§ **SOURCE MATERIAL**:
PR #1633, opened 2017-03-24
Trying wheel updates II

nathanstitt:
* Next button should read "Got it" for first 3 and last step
* Don't scroll indicator when pointing to fixed element
* Bugfix for joyride to position itself better
* make tour replay navbar icon smaller
* Per @Fredasaurus our light blue should be even lighter
* Adjust tour font colors and use font-awesome chevron for back

screen shot 2017-03-24 at 5 08 59 pm

### DIFF
--- a/package.json
+++ b/package.json
@@ -75,7 +75,7 @@
     "react-dnd": "2.2.3",
     "react-dnd-html5-backend": "2.2.3",
     "react-dom": "15.4.2",
-    "react-joyride": "github:nathanstitt/react-joyride#fix/unchanged-targets",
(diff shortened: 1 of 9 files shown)


pandafulmanda:
looking great overall, small notes:
* the replay toggle gets confused, seems like if i toggle the replay one page, when i change routes, the replay should reset
* whether the replay button should show needs to be reset on route change
  * as in, once im done watching a tour on one page, the replay button shows
  * then if i change pages to somewhere without any tours, the replay button still shows

PR #1635, opened 2017-03-27
Tour for Quick Look analytics & reading assignments

nathanstitt:
Also hides the LMS info popup for preview courses

screen shot 2017-03-27 at 5 13 04 pm

screen shot 2017-03-27 at 6 15 56 pm


pandafulmanda:
this one seems little odd when i know that this assignment is already published..but i guess it might make more sense in the context of a demo course

screen shot 2017-03-30 at 12 04 05 pm

PR #1647, opened 2017-04-05
BL FE updates:  task code to reload itself after each step

nathanstitt:
This is turning into a much bigger thing than thought it'd be :(


nathanstitt:
Yeah, so.. this is a bit much to bite off.  Closing in favor of the much simpler https://github.com/openstax/tutor-js/pull/1649

PR #1650, opened 2017-04-11
hacked together mathjax via npm

nathanstitt:
Probably not a good route to go down, but worth testing


shared/src/helpers/mathjax.js
```diff
@@ -0,0 +1,153 @@
...
+typesetDocument = debounce( typesetDocument, 100);
+
+// typesetMath is the main exported function.
+// It's called by components like HTML after they're rendered
+const typesetMath = function(root, windowImpl) {
+  // schedule a Mathjax pass if there is at least one [data-math] or <math> element present
+
+  if (windowImpl == null) { windowImpl = window; }
+
+  if ((__guard__(__guard__(windowImpl.MathJax, x1 => x1.Hub), x => x.Queue) != null) && root.querySelector(COMBINED_MATH_SELECTOR)) {
```
philschatz: Somebody used decaffeinate 😄

nathanstitt: hehe, yep the __guard__ is a big giveaway. I usually replace it with lodash's `get` but didn't bother since I think this approach is a dead-end.

philschatz:
Were there any problems you noticed with this method? 

I'm guessing the JS file size increased considerably (but chunking _might_ help if mathjax wasn't necessary for the homepage)

nathanstitt:
Yes, my thought's were that if this worked, i'd split it off into a separate webpack entry point and load it dynamically.

The biggest issue is that it attempts to load additional JS in response to different browsers and the type of math it encounters.    The only way to work around this would be to copy the mathjax directory into a place where it's accessibly from the web.

I think we may be able to figure out a build that works for our limited subset of browser and math types, but is probably better to self-host.

There's also an experimental build but they discourage it's use: https://github.com/mathjax/MathJax/wiki/Single-file-built

nathanstitt:
Closing in favor of using alternative CDN

PR #1651, opened 2017-04-12
Only allow teachers who have courses from adding a new one

nathanstitt:
Fixes loophole where `faculty_verified` instructors from elsewhere could wander into Tutor and create a course even though they aren't part of the beta.


gregfitch:
@nathanstitt Can the create new course for those who don't already have one be moved into spy mode? It'll mess with QA otherwise...

PR #1653, opened 2017-04-17
update license filename so GitHub recognizes it

philschatz:
See https://github.com/blog/1530-choosing-an-open-source-license .

It adds some useful indicators for folks (and ppl searching to contribute to AGPL projects) and is detectable via their API

image

image

and Notice GitHub detected it (link to the API call) https://api.github.com/repos/philschatz/test/license


nathanstitt:
Thanks @philschatz !

PR #1655, opened 2017-04-19
Style preview courses on course picker

nathanstitt:
screen shot 2017-04-19 at 9 59 35 am


pandafulmanda:
im really excited about the decision to split up models into ux vs non-ux based models

PR #1664, opened 2017-05-02
csrf token change on User model needs to be observed for change to update xhr options

pandafulmanda:
# Before

screen shot 2017-05-02 at 12 14 56 pm
screen shot 2017-05-02 at 12 13 19 pm

# After
screen shot 2017-05-02 at 12 16 38 pm

screen shot 2017-05-02 at 12 10 59 pm

https://trello.com/c/qxH2IZ8E/672-bug-actions-fail-with-a-422-in-firefox-but-they-works-on-chrome

Actually fails on both


nathanstitt:
Good catch @pandafulmanda .. sigh `crsf_token`

PR #1669, opened 2017-05-11
fix a few missing default exports on teacher metrics

nathanstitt:
Pretty sure I'd gripped for this before, but must have missed 'em.

I checked and this should be it though


nathanstitt:
and by "gripped" I mean grep 😁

§ **EXERCISE**: Find every line in the listing that holds the string "step", then say how many there are as a bare number.

§ **ANSWER TO THIS EXERCISE**: 2